4 questions to test your understanding

Score: 0 / 4
Question 1 Multiple Choice

Fermi's theory of weak interactions describes beta decay using a four-fermion interaction G_F (psi-bar psi)(psi-bar psi), with Fermi constant G_F ~ 10^{-5} GeV^{-2}. This is an effective field theory. What is the 'UV completion' that Fermi's theory approximates?

AQED with virtual photon exchange
BThe electroweak theory with W boson exchange — at energies much below M_W ~ 80 GeV, the W propagator 1/(q^2 - M_W^2) reduces to -1/M_W^2, collapsing the exchange to a point-like four-fermion vertex with G_F ~ g^2/M_W^2
CQCD with gluon exchange
DString theory
Question 2 Multiple Choice

In EFT, higher-dimension operators are suppressed by powers of 1/Lambda (where Lambda is the high-energy scale). A dimension-6 operator is suppressed by 1/Lambda^2 relative to a dimension-4 operator. Why does this make EFT a systematic expansion?

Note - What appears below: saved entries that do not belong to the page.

PR #3852, opened 2024-08-29
Refactor fd read/write

tiif:
This PR passed the responsibility of reading to user supplied buffer and dest place to each implementation of ``FileDescription::read/write/pread/pwrite``. 

This is part of #3665.

### DIFF
--- a/src/shims/unix/fd.rs
+++ b/src/shims/unix/fd.rs
@@ -25,10 +25,9 @@ pub(crate) enum FlockOp {
 pub trait FileDescription: std::fmt::Debug + Any {
     fn name(&self) -> &'static str;
 
-    /// Reads as much as possible into the given buffer, and returns the number of bytes read.
-    /// `ptr` is the pointer to the user supplied read buffer.
-    /// `len` indicates how many bytes the user requested.
-    /// `dest` is where the return value should be stored.
+    /// Reads as much as possible into the given buffer `ptr`.
+    /// `len` indicates how many bytes we should try to read.
+    /// `dest` is where the return value should be stored: number of bytes read, or `-1` in case of error.
     fn read<'tcx>(
         &self,
         _self_ref: &FileDescriptionRef,
@@ -41,10 +40,9 @@ pub trait FileDescription: std::fmt::Debug + Any {
         throw_unsup_format!("cannot read from {}", self.name());
     }
 
-    /// Writes as much as possible from the given buffer, and returns the number of bytes written.
-    /// `ptr` is the pointer to the user supplied read buffer.
-    /// `len` indicates how many bytes the user requested.
-    /// `dest` is where the return value should be stored.
+    /// Writes as much as possible from the given buffer `ptr`.
+    /// `len` indicates how many bytes we should try to write.
+    /// `dest` is where the return value should be stored: number of bytes written, or `-1` in case of error.
     fn write<'tcx>(
         &self,
         _self_ref: &FileDescriptionRef,
@@ -57,11 +55,9 @@ pub trait FileDescription: std::fmt::Debug + Any {
         throw_unsup_format!("cannot write to {}", self.name());
     }
 
-    /// Reads as much as possible into the given buffer from a given offset,
-    /// and returns the number of bytes read.
-    /// `ptr` is the pointer to the user supplied read buffer.
-    /// `len` indicates how many bytes the user requested.
-    /// `dest` is where the return value should be stored.
+    /// Reads as much as possible into the given buffer `ptr` from a given offset.
+    /// `len` indicates how many bytes we should try to read.
+    /// `dest` is where the return value should be stored: number of bytes read, or `-1` in case of error.
     fn pread<'tcx>(
         &self,
         _communicate_allowed: bool,
@@ -74,11 +70,10 @@ pub trait FileDescription: std::fmt::Debug + Any {
         throw_unsup_format!("cannot pread from {}", self.name());
     }
 
-    /// Writes as much as possible from the given buffer starting at a given offset,
-    /// and returns the number of bytes written.
+    /// Writes as much as possible from the given buffer `ptr` starting at a given offset.
     /// `ptr` is the pointer to the user supplied read buffer.
-    /// `len` indicates how many bytes the user requested.
-    /// `dest` is where the return value should be stored.
+    /// `len` indicates how many bytes we should try to write.
+    /// `dest` is where the return value should be stored: number of bytes written, or `-1` in case of error.
     fn pwrite<'tcx>(
         &self,
         _communicate_allowed: bool,
--- a/src/shims/unix/fd.rs
+++ b/src/shims/unix/fd.rs
@@ -26,13 +26,16 @@ pub trait FileDescription: std::fmt::Debug + Any {
     fn name(&self) -> &'static str;
 
     /// Reads as much as possible into the given buffer, and returns the number of bytes read.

ABecause Lambda is always infinite
BBecause at energies E << Lambda, the ratio (E/Lambda)^n decreases rapidly with n — dimension-6 operators contribute corrections of order (E/Lambda)^2, dimension-8 operators of order (E/Lambda)^4, and so on, giving a controlled perturbative expansion in powers of E/Lambda
CBecause higher-dimension operators are always zero
DBecause the EFT Lagrangian contains only finitely many operators
Question 3 True / False

The Standard Model itself is now widely regarded as an effective field theory valid up to some unknown scale Lambda. This is not a failure but a feature.

TTrue
FFalse
Question 4 Short Answer

Explain why non-renormalizable theories are not 'sick' but are perfectly well-defined effective field theories, and what changes about their predictive power compared to renormalizable theories.